[[ Provided material, beginning ]]
PR #25604, opened 2020-09-03
Add `array:sort` function

### LINKED ISSUE #25421: Add `array:sort` function
Ref: https://github.com/ballerina-platform/ballerina-spec/issues/572

lasinicl:
Fixes #25421

## Samples
```
type Student record {|
   int id;
   string name;
|};

function testSort() {
    Student s1 = {id: 3, name: "Ben"};
    Student s2 = {id: 2, name: "Matthew"};
    Student s3 = {id: 1, name: "Amber"};

    Student[] arr = [s1, s2, s3];

    Student[] sortedArr = arr.sort("descending", function(Student s) returns string {
        return s.name;
    });
}
```

## Check List 
- [ ] Updated Change Log
- [x] Added necessary tests
  - [x] Unit Tests
  - [ ] Spec Conformance Tests
  - [ ] Integration Tests
- [x] Increased Test Coverage   
  - [ ] API documentation 
  - [ ] Ballerina By Examples


langlib/lang.array/src/main/ballerina/src/lang.array/array.bal
```diff
@@ -152,14 +152,33 @@ public function lastIndexOf(PureType[] arr, PureType val, int startIndex = arr.l
...
+
+# Any ordered type is a subtype of this.
+type OrderedType BasicType|BasicType[];
+
+// TO DO: Add this when cyclic type reference in union type definitions is supported
+//# Any ordered type is a subtype of this.
+//public type OrderedType ()|boolean|int|float|decimal|string|OrderedType[];
+
+# Sorts an array.
+# If the member type of the array is not sorted, then the `key` function
```
pubudu91, line 172: I think this is meant to be "ordered", not "sorted".

compiler/ballerina-lang/src/main/java/org/wso2/ballerinalang/compiler/semantics/analyzer/Types.java
```diff
@@ -3474,6 +3474,15 @@ public BType resolveExprType(BType type) {
      * @return boolean whether the type is basic type or not.
      */
     public boolean isBasicType(BType type) {
+        if (type.tag == TypeTags.ARRAY) {
+            BType arrType = ((BArrayType) type).eType;
+            return checkBasicType(arrType);
+        } else {
+            return checkBasicType(type);
```
pubudu91, line 3481: No need to special case the array right? Can use the same switch case to do this.

pubudu91: Also, what's the exact purpose of this method? The name of the method conveys a completely different meaning from its implementation. e.g., this seems to consider union types with `()` as basic. But in the spec, unions aren't considered as a basic type.

Even without the union, this seems to be considering an arbitrary set of types from the basic types.

compiler/ballerina-lang/src/main/java/org/wso2/ballerinalang/compiler/semantics/analyzer/TypeChecker.java
```diff
@@ -5390,6 +5395,28 @@ private BType checkInvocationArgs(BLangInvocation iExpr, List<BType> paramTypes,
...
+                }
+            } else {
+                BLangLambdaFunction func = (BLangLambdaFunction) iExpr.argExprs.get(2);
+                BType returnType = func.function.type.getReturnType();
+                if (!types.isBasicType(returnType)) {
+                    dlog.error(iExpr.expr.pos, DiagnosticCode.INVALID_SORT_FUNC_RETURN_TYPE, returnType);
+                }
+            }
+        }
+    }
```
pubudu91, line 5418: There shouldn't be any need to hard code the type checking for this. Why do we need to do this?

lasinicl: In the spec issue, James has mentioned that
"The compiler needs to check a few things that cannot be expressed in the signature:

- if a key function is specified as an argument, then its return value must be an ordered type

- if there is no key function, then the member type of the array must be ordered type"

https://github.com/ballerina-platform/ballerina-spec/issues/572#issuecomment-663838997

compiler/ballerina-lang/src/main/java/org/wso2/ballerinalang/compiler/semantics/analyzer/Types.java
lasinicl: Will look into it and do the necessary changes

langlib/lang.array/src/main/java/org/ballerinalang/langlib/array/Sort.java
```diff
@@ -18,73 +18,185 @@
...
+        Object[][] sortArrClone = new Object[arr.size()][2];
+        for (int i = 0; i < arr.size(); i++) {
+            if (function != null) {
+                Object x = function.call(new Object[]{strand, arr.get(i), true});
+                sortArr[i][0] = x;
+            } else {
+                sortArr[i][0] = arr.get(i);
+            }
+            sortArr[i][1] = arr.get(i);
+        }
```
MaryamZi, line 74: Since `function` doesn't change for a single invocation, wouldn't it be better to do 

```suggestion
        if (function != null) {
            for (int i = 0; i < arr.size(); i++) {
                sortArr[i][0] = function.call(new Object[]{strand, arr.get(i), true});
                sortArr[i][1] = arr.get(i);
            }
        } else {
            for (int i = 0; i < arr.size(); i++) {
                sortArr[i][0] = sortArr[i][1] = arr.get(i);
            }
        }
```

langlib/lang.array/src/main/java/org/ballerinalang/langlib/array/Sort.java
```diff
@@ -18,73 +18,185 @@
...
+
+        if (function != null) {
+            elemType = ((BFunctionType) function.getType()).retType;
```
MaryamZi, line 77: If go with the suggestion to swap the null check above, we can move this there too.

langlib/lang.array/src/main/java/org/ballerinalang/langlib/array/Sort.java
```diff
@@ -18,73 +18,185 @@
...
+        }
+
         return arr;
     }
 
-    // Adapted from https://algs4.cs.princeton.edu/22mergesort/Merge.java.html
-    private static void mergesort(ArrayValue input, ArrayValue aux, int lo, int hi, Strand strand,
-                                  FPValue<Object, Long> comparator) {
+    private static BType getType(BType type) {
+        Optional<BType> mainType = ((BUnionType) type).getMemberTypes().stream()
```
MaryamZi, line 99: We avoid using streams due to perf impact.

langlib/lang.array/src/main/java/org/ballerinalang/langlib/array/Sort.java
```diff
@@ -18,73 +18,185 @@
...
+                .filter(m -> m.getTag() == TypeTags.INT_TAG || m.getTag() == TypeTags.BYTE_TAG ||
+                        m.getTag() == TypeTags.FLOAT_TAG || m.getTag() == TypeTags.DECIMAL_TAG ||
+                        m.getTag() == TypeTags.STRING_TAG || m.getTag() == TypeTags.BOOLEAN_TAG ||
+                        m.getTag() == TypeTags.ARRAY_TAG).findFirst();
```
MaryamZi, line 103: What if the union has multiple compatible types? Should it not be an error?

langlib/lang.array/src/main/java/org/ballerinalang/langlib/array/Sort.java
```diff
@@ -18,73 +18,185 @@
...
+            arr.add(k, sortArr[k][1]);
+        }
+
         return arr;
     }
 
-    // Adapted from https://algs4.cs.princeton.edu/22mergesort/Merge.java.html
-    private static void mergesort(ArrayValue input, ArrayValue aux, int lo, int hi, Strand strand,
-                                  FPValue<Object, Long> comparator) {
+    private static BType getType(BType type) {
```
MaryamZi, line 98: Can we rename the function to indicate what we're actually looking for and change the param to a `BUnionType`?

langlib/lang.array/src/main/java/org/ballerinalang/langlib/array/Sort.java
```diff
@@ -18,73 +18,185 @@
...
+        // () should come last irrespective of the sort direction.
+        if (value1 == null) {
+            if (value2 == null) {
+                return 0;
+            }
+            if (isAscending) {
+                return 1;
+            }
+            return -1;
+        } else if (value2 == null) {
```
MaryamZi, line 157: Since you're definitely returning in the previous if bock we can make this another if instead of an else-if right?

langlib/lang.array/src/main/java/org/ballerinalang/langlib/array/Sort.java
```diff
@@ -18,73 +18,185 @@
...
+            if (isAscending) {
+                return -1;
+            }
+            return 1;
+        } else if (type.getTag() == TypeTags.INT_TAG) {
```
MaryamZi, line 162: What about subtypes like `SIGNED32_INT_TAG`, `SIGNED16_INT_TAG`, etc.? Same for string and char too.

The util methods in TypeTags.java may be useful. org.ballerinalang.jvm.types.TypeTags#isIntegerTypeTag

langlib/lang.array/src/main/java/org/ballerinalang/langlib/array/Sort.java
```diff
@@ -18,73 +18,185 @@
...
+        } else if (type.getTag() == TypeTags.ARRAY_TAG) {
+            for (int i = 0; i < ((ArrayValue) value1).size(); i++) {
+                c = sortFunc(((ArrayValue) value1).get(i), ((ArrayValue) value2).get(i),
+                        ((ArrayValue) value1).getElementType(), isAscending);
+                if (c != 0) {
+                    break;
+                }
+            }
+        } else {
+            throw BallerinaErrors.createError("invalid sort key type", "Failed to sort array");
```
MaryamZi, line 198: This doesn't seem to follow the normal practice we follow for langlib errors. We currently have a simple string as the error message and the second arg goes into the detail. Please check other usage of this method.

compiler/ballerina-lang/src/main/java/org/wso2/ballerinalang/compiler/semantics/analyzer/Types.java
MaryamZi: This also seems to miss the int and string subtypes. I also think `isBasicType` (I think `isSimpleBasicType` is more accurate here) should just check for the simple basic types in line with the spec, and we can maybe introduce a separate method that handles arrays and unions, eventually calling `isBasicType`.

compiler/ballerina-lang/src/main/java/org/wso2/ballerinalang/compiler/semantics/analyzer/TypeChecker.java
MaryamZi, line 5418: I think we can refactor this method a bit by returning early on error and merging the if blocks.
```suggestion
    private void checkArrayLibSortFuncArgs(BLangInvocation iExpr) {
        if (iExpr.argExprs.size() <= 2 && !types.isBasicType(iExpr.expr.type)) {
            dlog.error(iExpr.expr.pos, DiagnosticCode.INVALID_SORT_ARRAY_MEMBER_TYPE, iExpr.expr.type);
        } 
        
        if (iExpr.argExprs.size() != 3) {
            return;
        }

        BLangExpression argThree = iExpr.argExprs.get(2);
        BType argThreeType = argThree.type;
        if (argThreeType != null) {
            if (argThreeType.tag == TypeTags.SEMANTIC_ERROR) {
                return;
            }
            
            if (argThreeType.tag == TypeTags.NIL && !types.isBasicType(iExpr.expr.type)) {
                dlog.error(iExpr.expr.pos, DiagnosticCode.INVALID_SORT_ARRAY_MEMBER_TYPE, iExpr.expr.type);
                return;
            }
        }
        
        BLangLambdaFunction func = (BLangLambdaFunction) argThree;
        BType returnType = func.function.type.getReturnType();
        if (!types.isBasicType(returnType)) {
            dlog.error(iExpr.expr.pos, DiagnosticCode.INVALID_SORT_FUNC_RETURN_TYPE, returnType);
        }
    }
```

compiler/ballerina-lang/src/main/java/org/wso2/ballerinalang/compiler/semantics/analyzer/TypeChecker.java
```diff
@@ -5228,6 +5228,11 @@ private BType checkInvocationArgs(BLangInvocation iExpr, List<BType> paramTypes,
             requiredParams.add(nonRestParam);
         }
 
+        // check argument types in arr:sort function
+        if (iExpr.langLibInvocation && iExpr.name.value.equals("sort")) {
```
MaryamZi, line 5232: In org.wso2.ballerinalang.compiler.semantics.analyzer.TypeChecker#checkInLangLib we do some langlib specific validations. Wondering if we should move this also there.

langlib/lang.array/src/main/java/org/ballerinalang/langlib/array/Sort.java
lasinicl: Handled this at compile time during type checking

langlib/lang.array/src/main/java/org/ballerinalang/langlib/array/Sort.java
lasinicl: Refactored this

langlib/lang.array/src/main/ballerina/src/lang.array/array.bal
```diff
@@ -152,14 +152,33 @@ public function lastIndexOf(PureType[] arr, PureType val, int startIndex = arr.l
...
+   DESCENDING = "descending"
+}
+
+# A type parameter that is a subtype of `()|boolean|int|float|decimal|string`.
+type BasicType ()|boolean|int|float|decimal|string;
+
+# Any ordered type is a subtype of this.
+type OrderedType BasicType|BasicType[];
+
+// TO DO: Add this when cyclic type reference in union type definitions is supported
```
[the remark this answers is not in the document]
lasinicl: Created issue https://github.com/ballerina-platform/ballerina-lang/issues/25627 to track this

compiler/ballerina-lang/src/main/java/org/ballerinalang/util/diagnostic/DiagnosticCode.java
```diff
@@ -302,6 +302,8 @@
     INVALID_LIST_INDEX_EXPR("invalid.list.index.expr"),
     INVALID_ARRAY_INDEX_EXPR("invalid.array.index.expr"),
     SEALED_ARRAY_TYPE_CAN_NOT_INFER_SIZE("sealed.array.type.can.not.infer.size"),
+    INVALID_SORT_FUNC_RETURN_TYPE("invalid.sort.func.return.type"),
```
mohanvive, line 305: Isn't this invalid key function return type?

compiler/ballerina-lang/src/main/java/org/wso2/ballerinalang/compiler/semantics/analyzer/TypeChecker.java
```diff
@@ -5384,6 +5389,37 @@ private BType checkInvocationArgs(BLangInvocation iExpr, List<BType> paramTypes,
         }
     }
 
+    private void checkArrayLibSortFuncArgs(BLangInvocation iExpr) {
+        if (iExpr.argExprs.size() <= 2 && !types.isOrderedType(iExpr.expr.type)) {
+            dlog.error(iExpr.expr.pos, DiagnosticCode.INVALID_SORT_ARRAY_MEMBER_TYPE, iExpr.expr.type);
+        }
+
+        if (iExpr.argExprs.size() != 3) {
+            return;
```
mohanvive, line 5398: Don't we need any error message for this case and it needs to be the first condition to verify in the method.

compiler/ballerina-lang/src/main/java/org/wso2/ballerinalang/compiler/semantics/analyzer/TypeChecker.java
```diff
@@ -5384,6 +5389,37 @@ private BType checkInvocationArgs(BLangInvocation iExpr, List<BType> paramTypes,
...
+        }
+
+        BLangExpression argThree = iExpr.argExprs.get(2);
```
mohanvive, line 5401: Please use proper names for arguments. (argThreee does not provide any context)

mohanvive (changes requested):

compiler/ballerina-lang/src/main/java/org/wso2/ballerinalang/compiler/semantics/analyzer/Types.java
```diff
@@ -3467,30 +3467,44 @@ public BType resolveExprType(BType type) {
...
+            case TypeTags.ARRAY:
+                BType elementType = ((BArrayType) type).eType;
+                if (elementType.tag == TypeTags.ARRAY) {
+                    elementType = ((BArrayType) elementType).eType;
                 }
+                if (elementType.tag == TypeTags.UNION) {
+                    Set<BType> memTypes = ((BUnionType) elementType).getMemberTypes();
+                    // can not sort (string?|int)[]/(string|int)[], can sort string?[]
+                    return memTypes.size() <= 2 && memTypes.contains(symTable.nilType);
+                }
```
pubudu91, line 3504: Shouldn't it simply be a recursive call to `isOrderedType()` on `elementType`? For example, what happens if the array has more than two dimensions?

compiler/ballerina-lang/src/main/java/org/wso2/ballerinalang/compiler/semantics/analyzer/Types.java
```diff
@@ -3467,30 +3467,44 @@ public BType resolveExprType(BType type) {
...
+    public boolean isOrderedType(BType type) {
+        switch (type.tag) {
             case TypeTags.UNION:
-                if (((BUnionType) type).getMemberTypes().contains(symTable.nilType)) {
-                    return true;
-                } else {
-                    return false;
+                Set<BType> memberTypes = ((BUnionType) type).getMemberTypes();
+                // can not sort (string?|int)/(string|int), can sort string?
+                return memberTypes.size() <= 2 && memberTypes.contains(symTable.nilType);
```
pubudu91, line 3494: What happens here if the union has a non-ordered type as a member type?

pubudu91: Should be calling `isOrderedType()` recursively on the member types, in addition to the above checks right?

compiler/ballerina-lang/src/main/java/org/wso2/ballerinalang/compiler/semantics/analyzer/TypeChecker.java
```diff
@@ -2761,6 +2761,11 @@ private void checkInLangLib(BLangInvocation iExpr, BType varRefType) {
         }
 
         checkIllegalStorageSizeChangeMethodCall(iExpr, varRefType);
+
+        // check argument types in arr:sort function
+        if (iExpr.langLibInvocation && iExpr.name.value.equals("sort")) {
```
pubudu91, line 2766: At this point, don't need the `iExpr.langLibInvocation` check here since at this point, we know for sure (Line# 2753) that this is a lang lib call.

compiler/ballerina-lang/src/main/java/org/wso2/ballerinalang/compiler/semantics/analyzer/TypeChecker.java
lasinicl: `iExpr.argExprs` list can have 1 to a maximum of 3  members considering the scenarios given below
arr.sort(), arr.sort(direction), arr.sort(direction, key). Therefore this can not be taken as the first condition to be verified. 
When there are more than 3 arguments it'll be handled by the following https://github.com/ballerina-platform/ballerina-lang/blob/8481a2bd849a79154b46e06d56d3557762ce64c5/compiler/ballerina-lang/src/main/java/org/wso2/ballerinalang/compiler/semantics/analyzer/TypeChecker.java#L5299

mohanvive (approved):

compiler/ballerina-lang/src/main/java/org/wso2/ballerinalang/compiler/semantics/analyzer/TypeChecker.java
```diff
@@ -2761,6 +2761,11 @@ private void checkInLangLib(BLangInvocation iExpr, BType varRefType) {
         }
 
         checkIllegalStorageSizeChangeMethodCall(iExpr, varRefType);
+
+        // check argument types in arr:sort function
+        if (iExpr.name.value.equals("sort")) {
```
grainier, line 2766: Put the constant value on the left side of equals to avoid possible NPEs

langlib/lang.array/src/main/java/org/ballerinalang/langlib/array/Sort.java
```diff
@@ -18,73 +18,230 @@
...
             } else {
-                input.add(k, aux.get(i++));
+                index = i++;
             }
+            input[k] = aux[index];
         }
     }
 
+    private static int sortFunc(Object value1, Object value2, BType type, boolean isAscending) {
+        int c = -999;
```
grainier, line 147: What is this -999? And Why it's -999?

grainier (dismissed):

compiler/ballerina-lang/src/main/resources/compiler.properties
```diff
@@ -1050,6 +1050,12 @@ error.array.index.out.of.range=\
 error.sealed.array.type.can.not.infer.size=\
   invalid usage of sealed type: can not infer array size
 
+error.invalid.key.func.return.type=\
+  invalid array sort key function return type: type ''{0}'' is not an ordered type
+
+error.invalid.sort.array.member.type=\
+  invalid member type of the array to sort: type ''{0}'' is not an ordered type
```
pubudu91, line 1057: Just wondering whether it'd be better to avoid saying "array", considering that this applies to tuples as well? @MaryamZi 

Also, the first  "type" in the message after the colon seems redundant.

langlib/lang.array/src/main/java/org/ballerinalang/langlib/array/Sort.java
```diff
@@ -18,73 +18,229 @@
...
+                    break;
+                } else {
+                    if (i == len - 1 && lengthVal1 < lengthVal2) {
+                        return -1;
+                    }
+                }
+            }
+            return c;
+        }
+        throw BallerinaErrors.createError("Invalid type to sort", "Expected an ordered type, but found type: "
```
pubudu91, line 222: This error message needs to conform to the same format we follow for other lang lib errors. You can check the other places in the lang lib where panics are created for reference. Also, IIRC, we don't start the detail with a capital letter. @MaryamZi

stdlib/http/src/main/ballerina/src/http/http_request.bal
```diff
@@ -534,7 +535,14 @@ public type Request object {
...
         string cookieheader = "";
-        Cookie[] sortedCookies = cookiesToAdd.sort(comparator);
+        Cookie[] sortedCookies = cookiesToAdd.sort(array:ASCENDING, function(Cookie c) returns int {
+            var cookiePath = c.path;
+            int l = 0;
+            if (cookiePath is string) {
+                l = cookiePath.length();
+            }
+            return l;
+        });
```
pubudu91, line 545: This changes the original ordering behaviour implemented by the provided comparator. I think we'll have to sort it twice to achieve the same effect: first, sort using the length as above and second, sort using the created time. @chamil321 thoughts?

stdlib/http/src/main/ballerina/src/http/websocket/websocket_client.bal
```diff
@@ -237,7 +238,14 @@ public function addCookies(WebSocketClientConfiguration|WebSocketFailoverClientC
...
     if (cookiesToAdd is Cookie[]) {
-        Cookie[] sortedCookies = cookiesToAdd.sort(comparator);
+        Cookie[] sortedCookies = cookiesToAdd.sort(array:ASCENDING, function(Cookie c) returns int {
+            var cookiePath = c.path;
+            int l = 0;
+            if (cookiePath is string) {
+                l = cookiePath.length();
+            }
+            return l;
+        });
```
pubudu91, line 248: Same comment as above

langlib/langlib-test/src/test/java/org/ballerinalang/langlib/test/LangLibArrayTest.java
```diff
@@ -419,66 +382,153 @@ public void callingLengthModificationFunctionsOnFixedLengthLists() {
...
+
+    @Test
+    public void testSort8() {
+        BRunUtil.invoke(compileResult, "testSort8");
+    }
+
+    @Test
+    public void testSort9() {
+        BRunUtil.invoke(compileResult, "testSort9");
+    }
```
pubudu91, line 533: Shall we add a couple of tests for the `array:sort()` style of usage as well? Both positive and negative.

pubudu91: And what about arrays having finite types?

compiler/ballerina-lang/src/main/java/org/wso2/ballerinalang/compiler/semantics/analyzer/TypeChecker.java
```diff
@@ -5384,6 +5390,37 @@ private BType checkInvocationArgs(BLangInvocation iExpr, List<BType> paramTypes,
...
+            dlog.error(iExpr.expr.pos, DiagnosticCode.INVALID_SORT_ARRAY_MEMBER_TYPE, iExpr.expr.type);
+        }
+
+        if (iExpr.argExprs.size() != 3) {
+            return;
+        }
+
+        BLangExpression keyFunction = iExpr.argExprs.get(2);
+        BType keyFunctionType = keyFunction.type;
+        if (keyFunctionType != null) {
```
pubudu91, line 5404: For what scenarios would `keyFunctionType` be `null` here?

stdlib/http/src/main/ballerina/src/http/http_request.bal
lasinicl: Yes. aware of it. This was communicated with @daneshk and I was asked to create an issue in the HTTP module repo and fix it here just to get the PR checks passed.

langlib/langlib-test/src/test/java/org/ballerinalang/langlib/test/LangLibArrayTest.java
lasinicl: > Shall we add a couple of tests for the `array:sort()` style of usage as well? Both positive and negative.

Have already added for both.
Some positive cases have been added in
[#L701](https://github.com/ballerina-platform/ballerina-lang/blob/62d470fa9d5069bfa89d83bc91d049141beb1712/langlib/langlib-test/src/test/resources/test-src/arraylib_test.bal#L701)
[#L793](https://github.com/ballerina-platform/ballerina-lang/blob/62d470fa9d5069bfa89d83bc91d049141beb1712/langlib/langlib-test/src/test/resources/test-src/arraylib_test.bal#L793)
[#L853](https://github.com/ballerina-platform/ballerina-lang/blob/62d470fa9d5069bfa89d83bc91d049141beb1712/langlib/langlib-test/src/test/resources/test-src/arraylib_test.bal#L853)
Some negative cases have been added in
[#[L136]](https://github.com/ballerina-platform/ballerina-lang/blob/62d470fa9d5069bfa89d83bc91d049141beb1712/langlib/langlib-test/src/test/resources/test-src/arraylib_test_negative.bal#L136)
[#[L148]](https://github.com/ballerina-platform/ballerina-lang/blob/62d470fa9d5069bfa89d83bc91d049141beb1712/langlib/langlib-test/src/test/resources/test-src/arraylib_test_negative.bal#L148)

compiler/ballerina-lang/src/main/java/org/wso2/ballerinalang/compiler/semantics/analyzer/TypeChecker.java
lasinicl: seems it's an unnecessary check. will remove it :)

compiler/ballerina-lang/src/main/resources/compiler.properties
lasinicl: @pubudu91 @MaryamZi any suggestions on what it should be?

langlib/langlib-test/src/test/java/org/ballerinalang/langlib/test/LangLibArrayTest.java
pubudu91: No, I meant using it as a normal function. For example,
```ballerina
int[] sorted = array:sort(arr);
```

stdlib/http/src/main/ballerina/src/http/http_request.bal
pubudu91: Ah ok.

compiler/ballerina-lang/src/main/resources/compiler.properties
```diff
@@ -1051,10 +1051,10 @@ error.sealed.array.type.can.not.infer.size=\
   invalid usage of sealed type: can not infer array size
 
 error.invalid.key.func.return.type=\
-  invalid array sort key function return type: type ''{0}'' is not an ordered type
+  invalid sort key function return type: ''{0}'' is not an ordered type
 
 error.invalid.sort.array.member.type=\
-  invalid member type of the array to sort: type ''{0}'' is not an ordered type
+  invalid member type of the array/tuple to sort: type ''{0}'' is not an ordered type
```
pubudu91, line 1057:
```suggestion
  invalid member type of the array/tuple to sort: ''{0}'' is not an ordered type
```

langlib/lang.array/src/main/java/org/ballerinalang/langlib/array/Sort.java
```diff
@@ -219,8 +222,8 @@ private static int sortFunc(Object value1, Object value2, BType type, boolean is
             }
             return c;
         }
-        throw BallerinaErrors.createError("Invalid type to sort", "Expected an ordered type, but found type: "
-                + type.toString());
+        throw BallerinaErrors.createError(getModulePrefixedReason(ARRAY_LANG_LIB, INVALID_TYPE_TO_SORT),
+                "expected an ordered type, but found type: '" + type.toString() + "'");
```
pubudu91, line 226: Shall we just simply say `but found '" + type.toString() + "'"`?

langlib/lang.array/src/main/ballerina/src/lang.array/array.bal
pubudu91: Can you check and confirm this with James? Should be corrected on the spec as well. I think this was meant to say "the array is not ordered". Because that's when you have a need for the key function.

pubudu91 (approved):

langlib/lang.array/src/main/ballerina/src/lang.array/array.bal
lasinicl: Will do :)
[[ Provided material, end ]]
Task → Gather all lines with the string "strand" from the data.

Response to the exercise →
+                Object x = function.call(new Object[]{strand, arr.get(i), true});
                sortArr[i][0] = function.call(new Object[]{strand, arr.get(i), true});
-    private static void mergesort(ArrayValue input, ArrayValue aux, int lo, int hi, Strand strand,
-    private static void mergesort(ArrayValue input, ArrayValue aux, int lo, int hi, Strand strand,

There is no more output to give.